Optimization with datasets
This article describes at a (very) technical level how the servers handles datasets. Datasets can hold a lot of data, making working with them sometimes a bit slow. By understanding what datasets are and how the server handles them, the author can make a model much less memory and CPU heavy.
A dataset is just a variable, only with a specific xml structure. A dataset has the same structure as a graph, with iterations, nodes and data. A dataset is defined by a graph. Example: there is a graph called
gstructure, and it has a node
data, and that node has two variables,
lastname. You can create a variable
mydataset of the type
gstructure. You can add data to
mydataset by declaring
mydataset.data.firstname := 'joe'.
The xml in de variable
mydataset will then be like this:
<dataset name=""> <graph iteration="0" name="gstructure" tuplestatus="new" visibility="visible"> <node name="data"> <data name="firstname">joe</data> <data name="lastname"></data> </node> </graph> </dataset>
graph has 4 parameters. The
name of the graph the structure is based on, and
Tuplestatus is used to see if the iterations are added to the dataset. This information can be used to update a database. The
visibility can be visible or invisible after a select. This means that if you have a big dataset and use a select, the data itself is still there. As an author you do not have to think about that, because the invisible iterations are hidden.
So a dataset is just text as XML. To work with a dataset, for instance say
myname := mydataset.data.firstname, the server has to understand that XML structure. Internally, the server translates the xml to a structure. In a variable (e.g. myname) there is the XML and the structure. The translation of XML to the structure and structure to XML is CPU intens, and that is why we should avoid it, if possible. The variable will know if the XML or the structure should be used if the data is accessed.
If a dataset is created, e.g.
mydataset := graphtodataset(gstructure), the
graphtodataset will generate the XML, and the
:= directive will take the XML and put it in
mydataset. Now, the
mydataset variable has just the text XML, no structure yet, because there is no need. If you would say
mysecondset := mydataset, the text XML of
mydataset is taken, and put in
mysecondset. Both variables will not have a structure.

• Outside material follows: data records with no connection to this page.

PR #2595, opened 2025-05-20
Add default GS configuration

pipo02mix:

From support, we got a question about the default configuration of Zot and why custom images/registries were not used to cache the container images. I added the explanation

### DIFF
--- a/src/content/tutorials/registry/zot/index.md
+++ b/src/content/tutorials/registry/zot/index.md
@@ -10,7 +10,7 @@ menu:
 user_questions:
   - How can I cache container images within the cluster?
   - How can I have a backup registry for container images?
-last_review_date: 2024-10-31
+last_review_date: 2025-05-20
 owner:
   - https://github.com/orgs/giantswarm/teams/team-honeybadger
 ---
@@ -24,7 +24,7 @@ A registry cache within the cluster can provide several benefits.
 Here we explain how to set up a registry, using the [Zot](https://zotregistry.dev/) app provided by Giant Swarm. Zot is an OCI-native container image registry. The [Giant Swarm packaged version](https://github.com/giantswarm/zot) extends it with opinionated components like
 autoscaling, monitoring, Cilium network policies, etc.
 
-We explain how to deploy apps in our [app platform docs]({{< relref "/tutorials/fleet-management/app-platform/deploy-app/#creating-an-app-resource" >}}).
+In our platform, only the management cluster is created with default Zot installation for Giant Swarm images. When you want to have same functionality within your workload clusters, you need deploy the Zot app. We explain how to deploy apps in our [app platform docs]({{< relref "/tutorials/fleet-management/app-platform/deploy-app/#creating-an-app-resource" >}}).
 
 ## Zot configuration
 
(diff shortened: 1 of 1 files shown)


src/content/tutorials/registry/zot/index.md
```diff
@@ -24,7 +24,7 @@ A registry cache within the cluster can provide several benefits.
 Here we explain how to set up a registry, using the [Zot](https://zotregistry.dev/) app provided by Giant Swarm. Zot is an OCI-native container image registry. The [Giant Swarm packaged version](https://github.com/giantswarm/zot) extends it with opinionated components like
 autoscaling, monitoring, Cilium network policies, etc.
 
-We explain how to deploy apps in our [app platform docs]({{< relref "/tutorials/fleet-management/app-platform/deploy-app/#creating-an-app-resource" >}}).
+In our platform, only the management cluster is created with default Zot installation for Giant Swarm images. When you want to have same functionality within your workload clusters, you need deploy the Zot app. We explain how to deploy apps in our [app platform docs]({{< relref "/tutorials/fleet-management/app-platform/deploy-app/#creating-an-app-resource" >}}).
```
pipo02mix, line 27: @uvegla we dont cache WC container images, right?

uvegla: It depends. The MC Zot is configured with on-demand caching for gsoci: https://github.com/giantswarm/management-cluster-bases/blob/d3690fdea16362534cce08a887329f2bf4644894/extras/zot-cache/values.yaml#L140-L154. It is also exposed on ingress so its possible for the WCs to connect to the MC Zot for caching images. Moreover in the latest cluster chart MC zot is enabled by default: https://github.com/giantswarm/cluster/blob/v2.3.0/helm/cluster/values.yaml#L45-L48

So technically in that sense we do cache the gsoci images requested in WCs in the MC Zot instances.

The WCs do not get a Zot by default, they need to be manually added if needed. The benefit of that is being closer to the cluster and also customers can use it to cache their own images as well from private registries even. Technically customers could have their custom Zot on MCs too with their own caching rules and share that across their WCs. It depends on the use case.

pipo02mix:
@uvegla corrected PTAL

pipo02mix:
Finally, I explained how we cache images in GS and provided an entire example of configuration at the end, to serve as a working example for a customer. PTAL

src/content/tutorials/registry/zot/index.md
vxav: I suggested a couple minor changes but LGTM otherwise

src/content/tutorials/registry/zot/index.md
```diff
@@ -24,7 +24,9 @@ A registry cache within the cluster can provide several benefits.
 Here we explain how to set up a registry, using the [Zot](https://zotregistry.dev/) app provided by Giant Swarm. Zot is an OCI-native container image registry. The [Giant Swarm packaged version](https://github.com/giantswarm/zot) extends it with opinionated components like
 autoscaling, monitoring, Cilium network policies, etc.
 
-We explain how to deploy apps in our [app platform docs]({{< relref "/tutorials/fleet-management/app-platform/deploy-app/#creating-an-app-resource" >}}).
+The Giant Swarm Management cluster includes a [default Zot installation](https://github.com/giantswarm/management-cluster-bases/blob/main/extras/zot-cache/values.yaml#L52-L171) for managed component images. The cache comes configured as `on-demand`, so it only stores images when they're requested. The Zot instance running in the management cluster includes an ingress so the workload clusters can use it as a registry mirror too (for Giant Swarm images).
```
pipo02mix, line 27:
```suggestion
The Giant Swarm Management cluster includes a [default Zot installation](https://github.com/giantswarm/management-cluster-bases/blob/main/extras/zot-cache/values.yaml#L52-L171) for managed component images. The cache comes configured as `on-demand`, so it only stores images when they're requested. The Zot instance running in the management cluster includes an ingress so the workload clusters can use it as a registry mirror too (for Giant Swarm images).
```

But now we want to know how many iterations there are in
mydataset. So we say
iterations := count(^mydataset). Now, the server needs to understand the XML, so the XML is converted to the structure. The structure is now equal to the XML. The count looks at the structure and can easily return the number. If you would say
mysecondset := mydataset the XML is just returned, because structure and XML are still the same.
After the count, i want to add a lastname to joe. We use
mydataset.data.lastname := 'doe'. The
:= sets ‘doe’ to the variable. The variable already has the structure, and sets the value to
lastname. The structure is now preferable to the XML. But now, if i say
mysecondset := mydataset, the structure will be converted to XML and then returned to the
:=. So the assignment to mysecondset before the count was much faster then it is now. After the conversion XML and structure are equal again.
optimizing the use of datasets
Take a look at the following code:
1 i := 0; 2 repeat 3 chk_myset := myset; 4 chk_myset := select (chk_myset, (chk_myset.content.language = myset[i].content.language); 5 if count(^chk_myset) > 1 then 6 foutcode := 'double language'; 7 i := i + 1; 8 until (foutcode <> '') OR (i = count(myset));
The dataset will be checked for double values in
chk_myset.content.language. On line 3 the chk_myset gets an XML value. The structure will be empty. The select on line 4 will take the XML of chk_myset, create the structure, does the select, and return the XML, by converting the structure. On line 5 the XML is converted to a structure, to return the number. On line 8, the count(myset) will create the structure, and return a number. Now it goes back to line 3, setting the XML again, so igoring the structure, just to create it again in the select (and back to XML). So in this code, per iteration, the xml to structure and structure to xml conversion is run 3 times.
The new function added is
selectonset. We now take the dataset (line 1) and make sure we only work with the structure. The function
selectonset will use the structure, and doesn’t need to convert to XML. We do have to ‘fix’ the reset, in the first example line 3. After a select only the iterations that meet the condition are set to ‘visible’. To make sure all rows are set back to visible so a new select can take place, we need to reset the structure by using
resetdatasetonset. Which is the same function as
resetdataset, only again, works directly on the structure. See line 4.
1 chk_myset := myset; 2 i := 0; 3 repeat 4 resetdatasetonset(^chk_myset); 5 selectonset (chk_myset, (chk_myset.content.language = myset[i].content.language); 6 if count(^chk_myset) > 1 then 7 foutcode := 'double language'; 8 i := i + 1; 9 until (foutcode <> '') OR (i = count(myset));
As seen above, selecting on datasets keep de datasets big. Filtered iterations still exist. You can use
purgedataset to remove those invisible iterations, making the dataset a lot smaller. You can also use this directly on a select.
selectpurge will return the XML without the invisible iterations (resetdataset will then be useless).
Next to selectpurge there is also
selectpurgeonset. This will do the select on the structure and delete the invisible rows.